A Little Girl
In the beginning was pain and confusion
Dark and blackened days
Devastation of a swirling mind
Denial, denial just to get by
And a little girl
Just a little girl
A lone little girl
And the devil laughed and said “I have won!”
In the middle was pain and confusion
Trudging through the daily
Gasping for air in the daily
Cursing Eve and Adams bites daily
Longing for things to be made right
Glimmers of light in the dark
In the fog just a glimmer
Pain that escaped into the daily
Confusion that bled into the daily
And the devil said “I have won.”
And then came a fire that was consuming
A fire so large and consuming
That lapped at the devil’s heels
It burned up pain and confusion
Turned lies into vapors
In the cool of God’s night
Leaving truth in the ashes
And in the ashes arose an alter
A memory to what was real
And The God of His People had won
He said “Her who was not beloved I will call ‘beloved’.”
She arose from the ashes
Looking forward to the rising sun
And stepping out into the flourishing world
She smiled at the day that was dawning
She laughed at what was to come
With the alter behind her
With her God before her
She walked away in Peace
Surrounded by truth and love
A little about the poem
This poem is about a friend but it also about every woman who has experienced sexual abuse.
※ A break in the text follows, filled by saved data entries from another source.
PR #3804, opened 2023-09-03
New module: quilt/quilt

atrigila:
## PR checklist

Closes [#3783 ](https://github.com/nf-core/modules/issues/3783). Part of phaseimpute pipeline.  

- [x] Add a resource `label`


modules/nf-core/quilt/quilt/main.nf
```diff
@@ -0,0 +1,62 @@
+process QUILT_QUILT {
+    tag "$meta.id"
+    label 'process_single'
+
+    conda "bioconda::r-quilt=1.0.4"
+    container "${ workflow.containerEngine == 'singularity' && !task.ext.singularity_pull_docker_container ?
+        'https://depot.galaxyproject.org/singularity/r-quilt:1.0.4--r43h06b5641_2':
+        'biocontainers/r-quilt:1.0.4--r43h06b5641_2' }"
+
+    input:
```
LouisLeNezet, line 10: It could be nice to have all the parameter with the same case convention.

modules/nf-core/quilt/quilt/main.nf
```diff
@@ -0,0 +1,62 @@
...
+    tuple val(meta), path("*.vcf.gz.tbi"),          emit: tbi,   optional:true
+    tuple val(meta), path("RData", type: "dir"),    emit: rdata, optional:true
+    tuple val(meta), path("plots", type: "dir"),    emit: plots, optional:true
+    path "versions.yml",                            emit: versions
+
+    when:
+    task.ext.when == null || task.ext.when
+
+    script:
+    def args = task.ext.args ?: ''
```
LouisLeNezet, line 27: Could you align the "="

modules/nf-core/quilt/quilt/main.nf
```diff
@@ -0,0 +1,62 @@
...
+    tag "$meta.id"
+    label 'process_single'
+
+    conda "bioconda::r-quilt=1.0.4"
+    container "${ workflow.containerEngine == 'singularity' && !task.ext.singularity_pull_docker_container ?
+        'https://depot.galaxyproject.org/singularity/r-quilt:1.0.4--r43h06b5641_2':
+        'biocontainers/r-quilt:1.0.4--r43h06b5641_2' }"
+
+    input:
+    tuple val(meta), path(bams), path(bais), path(bamlist), val(chr), val(regionStart), val(regionEnd), val(buffer), val(nGen), path(reference_haplotype_file), path(reference_legend_file), path(genetic_map_file)
```
LouisLeNezet, line 11: Is it necessary to have the bams and bamlist argument ?
Wouldn't it be possible to create the bamlist/cramlist from the bams argument ?

tests/modules/nf-core/quilt/quilt/test.yml
```diff
@@ -0,0 +1,133 @@
...
+
+- name: quilt quilt test_quilt_optional_outputs
+  command: nextflow run ./tests/modules/nf-core/quilt/quilt -entry test_quilt_optional_outputs -c ./tests/config/nextflow.config -c ./tests/modules/nf-core/quilt/quilt/nextflow.config
+  tags:
+    - quilt
+    - quilt/quilt
+  files:
+    - path: output/quilt/RData/QUILT_prepared_reference.chr20.2000001.2100000.RData
+      md5sum: 74e273dca98556c07e9134107456c4a8
+    - path: output/quilt/plots/haps.NA12878.chr20.2000001.2100000_igs.1.0.truth.png
```
LouisLeNezet, line 33: Does the md5sum change for all the png ?

LouisLeNezet (commented):
Quite the nice module.
I'm excited to test it on my data !

saulpierotti:
Nice module! I see that QUILT has a CLI interface in the same way as STITCH, with this script:

`https://github.com/rwdavies/QUILT/blob/master/QUILT.R`

Maybe it would be nice to update the bioconda package to include this script if it does not already and use the cli in the module.
What do you think?

modules/nf-core/quilt/quilt/main.nf
atrigila: yes! I will correct that

tests/modules/nf-core/quilt/quilt/test.yml
atrigila: unfortunately yes

modules/nf-core/quilt/quilt/main.nf
atrigila: The argument required by the module is the bamlist only, but it won't work if you don't have the bams in the same directory. The solution I thought of for a future implementation (in the pipeline or subworkflow) is to create the bamlist from the bams (which I think Saul did for the testing of STITCH). But you need some sort of channel manipulation, which is more appropriately done in the subworkflow context.

atrigila:
Thanks for the suggestion @saulpierotti! I like the idea. I used your recipe as reference but I was not able to pass the tests. Would you mind taking a look at my [attempt adding the CLI](https://github.com/bioconda/bioconda-recipes/pull/42826)?

modules/nf-core/quilt/quilt/main.nf
```diff
@@ -0,0 +1,62 @@
+process QUILT_QUILT {
+    tag "$meta.id"
+    label 'process_single'
```
SPPearce, line 3: Is this an appropriate label for the tool? It looks like it is multithreaded and I suspect requires more than 6Gb of RAM in a lot of circumstances.

modules/nf-core/quilt/quilt/main.nf
```diff
@@ -0,0 +1,62 @@
...
+
+    conda "bioconda::r-quilt=1.0.5"
+    container "${ workflow.containerEngine == 'singularity' && !task.ext.singularity_pull_docker_container ?
+        'https://depot.galaxyproject.org/singularity/r-quilt:1.0.5--r43h06b5641_0':
+        'biocontainers/r-quilt:1.0.5--r43h06b5641_0' }"
+
+    input:
+    tuple val(meta), path(bams), path(bais), path(bamlist), val(chr), val(regions_start), val(regions_end), val(buffer), val(ngen), path(reference_haplotype_file), path(reference_legend_file), path(genetic_map_file)
```
SPPearce, line 11: That is a really big tuple...
Is the order specific to anything? Can the mandatory file paths come before the optional arguments?
What are the value channels doing?

modules/nf-core/quilt/quilt/meta.yml
```diff
@@ -0,0 +1,99 @@
...
+      type: file
+      description: (Mandatory) Reference haplotype file in IMPUTE format (file with no header and no rownames, one row per SNP, one column per reference haplotype, space separated, values must be 0 or 1)
+      pattern: "*.{hap.gz}"
+  - reference_legend_file:
+      type: file
+      description: (Mandatory) Reference haplotype legend file in IMPUTE format (file with one row per SNP, and a header including position for the physical position in 1 based coordinates, a0 for the reference allele, and a1 for the alternate allele).
+      pattern: "*.{legend.gz}"
+  - genetic_map_file:
+      type: file
+      description: (Mandatory) File with genetic map information, a file with 3 white-space delimited entries giving position (1-based), genetic rate map in cM/Mbp, and genetic map in cM. If no file included, rate is based on physical distance and expected rate (expRate).
```
SPPearce, line 69: Is this mandatory or not?

modules/nf-core/quilt/quilt/meta.yml
```diff
@@ -0,0 +1,99 @@
...
+tools:
+  - "quilt":
+      description: "Read aware low coverage whole genome sequence imputation from a reference panel"
+      homepage: "https://github.com/rwdavies/quilt"
+      documentation: "https://github.com/rwdavies/quilt"
+      tool_dev_url: "https://github.com/rwdavies/quilt"
+      doi: "10.1038/s41588-021-00877-0"
+      licence: "['GPL v3']"
+
+input:
```
SPPearce, line 18: Can you order these in the same order as the input to the tool, with the meta2 and meta3 as well please.

tests/modules/nf-core/quilt/quilt/main.nf
```diff
@@ -0,0 +1,93 @@
...
+
+nextflow.enable.dsl = 2
+
+include { QUILT_QUILT                   } from '../../../../../modules/nf-core/quilt/quilt/main.nf'
+include { QUILT_QUILT as QUILT_OPTIONAL } from '../../../../../modules/nf-core/quilt/quilt/main.nf'
+
+
+    // input sequencing data (bam)
+    bam = [
+        file('https://github.com/nf-core/test-datasets/raw/modules/data/delete_me/quilt/NA12878.haplotagged.1.0.bam', checkIfExists: true),
```
SPPearce, line 11: Are these files going to be moved out of delete_me?

tests/modules/nf-core/quilt/quilt/main.nf
```diff
@@ -0,0 +1,93 @@
...
+        file('https://github.com/nf-core/test-datasets/raw/modules/data/delete_me/quilt/ALL.chr20_GRCh38.genotypes.20170504.chr20.2000001.2100000.noNA12878.legend.gz', checkIfExists: true)
+    ]
+
+    genetic_map_file = [
+        file('https://github.com/nf-core/test-datasets/raw/modules/data/delete_me/quilt/CEU-chr20-final.b38.txt.gz', checkIfExists: true)
+    ]
+
+    // parameters
+
+    def chr = "chr20"
```
SPPearce, line 44: Why are these parameters all being set in value channels? They feel like they should just be being supplied in ext.args in general, or could be given as part of the meta.map.

modules/nf-core/quilt/quilt/main.nf
```diff
@@ -0,0 +1,62 @@
...
+
+    """
+
+
+    QUILT.R \\
+        --chr=$chr \\
+        $list_param \\
+        --posfile=$posfile \\
+        --phasefile=$phasefile \\
+        --reference_haplotype_file=$reference_haplotype_file \\
```
SPPearce, line 43: If any of these are optional, the command needs to have an if, e.g.

`def reference_haplotype_command = ${reference_haplotype_file} ? "--reference_haplotype_file = ${reference_haplotype_file}" : ""`

SPPearce (commented):
I don't think all these value channels are needed here. Can they not be controlled by the ext-args?

modules/nf-core/quilt/quilt/main.nf
atrigila: Yes, the tuple contains a substantial number of arguments, which we see is a common requirement for imputation tools. A similar structure can be found in tools such as [STITCH](https://github.com/nf-core/modules/blob/master/modules/nf-core/stitch/main.nf) and [GLIMPSE 1](https://github.com/nf-core/modules/blob/master/modules/nf-core/glimpse/phase/main.nf) and [2](https://github.com/nf-core/modules/blob/master/modules/nf-core/glimpse2/phase/main.nf).

The value channels within the tuple serve the purpose of defining essential variable information, including the chromosome and region to be processed. While nGen, seed, and buffer are currently included in the tuple, I appreciate your suggestion to potentially provide them as ext.args. I will work on implementing this improvement.

modules/nf-core/quilt/quilt/meta.yml
atrigila: Thanks for noticing this. It has been corrected.

modules/nf-core/quilt/quilt/meta.yml
atrigila: Yes, thank you for your suggestion.

tests/modules/nf-core/quilt/quilt/main.nf
atrigila: As of now, the files will continue to reside in the "delete_me" directory until a consensus is reached on the most suitable method for organizing files used to test a module. It's worth noting that upon the publication of the complete #phaseimpute pipeline, we anticipate having our dedicated repository to manage test data. At that point, we will adjust the file storage accordingly.

tests/modules/nf-core/quilt/quilt/main.nf
atrigila: The decision to set these parameters in value channels serves two key reasons. Firstly, it aligns with the design and functionality of other nf-core modules, such as [STITCH](https://github.com/nf-core/modules/blob/master/modules/nf-core/stitch/main.nf), which is a tool developed by the same author. We wanted to have consistency in design that would facilitate ease of use and familiarity for users. 

Secondly, these parameters cannot be supplied via ext.args because the chromosome and chunks are dynamically read from the channel output of another tool, specifically, the "glimpse_chunk" tool. This approach allows for the simultaneous launch of several parallel processes, each handling a distinct section of the genome. However, I agree with you that some parameters (buffer, nGen, seed) could be supplied via ext.args and I am working on this implementation.

modules/nf-core/quilt/quilt/main.nf
atrigila: Thanks for your suggestion.

modules/nf-core/quilt/quilt/main.nf
SPPearce: Ok, that's fine, just wanted to ask the question.

modules/nf-core/quilt/quilt/main.nf
SPPearce: Ok, so if they are based on a previous tool output then a value makes sense.

tests/modules/nf-core/quilt/quilt/main.nf
SPPearce: Ok, just wanted to highlight that delete_me isn't for long-term storage.

SPPearce (commented):
One more question. Is the seed argument required for ensuring that the tool is deterministic? If so, might be sensible to ensure that a default is set, [like this](https://github.com/nf-core/modules/blob/f9c512bea532dbe9c043c2925cc50b9f27f28e37/modules/nf-core/umitools/dedup/main.nf#L32).

tests/modules/nf-core/quilt/quilt/nextflow.config
```diff
@@ -0,0 +1,18 @@
+process {
+
+    publishDir = { "${params.outdir}/${task.process.tokenize(':')[-1].tokenize('_')[0].toLowerCase()}" }
+    cpus = 1 // More than 1 cpu may lead to different md5sum
```
SPPearce, line 4: That is interesting, just because things end up in a different order in the output?

SPPearce (approved):
Looks good to me now!
The comment about multiple cpus makes me slightly nervous, does that make a difference downstream?

modules/nf-core/quilt/quilt/main.nf
saulpierotti: Just wanted to add here that nGen is a mandatory parameter for the tool and per nf-core guidelines it should be supplied as a value channel and not in ext.args 😄

SPPearce: Hmm, ok, if they are not set to any kind of default then they should be value channels: https://nfcore.slack.com/archives/C043UU89KKQ/p1677581560661679
What else is required for the tool to run and has no default set at all?

atrigila: `nGen` default is NA
`buffer` default is NA
`seed` default is also NA (but we added a default)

A few years back a dear friend, we will call her Hope, disclosed a plan to the women in our community group. Hope had been sexually abused during childhood. Her early adult years were spent in spiritual darkness. On one miraculous day both her and her husband came to faith. Sometime following her conversion she began to journal as a way to work out the pain of the trauma she had suffered. Hope, now a grandmother, told the women in our community group that she no longer felt a need to keep her journals. As a symbol of the work God had done she decided to burn them. The way Hope talked about the pain she had suffered, the way God had walked beside her, the way he had redeemed and healed so much of her story was absolutely inspiring. As someone who has suffered trauma myself, I found great hope in her story and the symbol of fire. At the time of this story, I felt very broken and Hope’s story gave me hope that I would not always feel broken and that one day like her, I could experience the kind of faith that “laughs at the days to come” (Proverbs 31:25).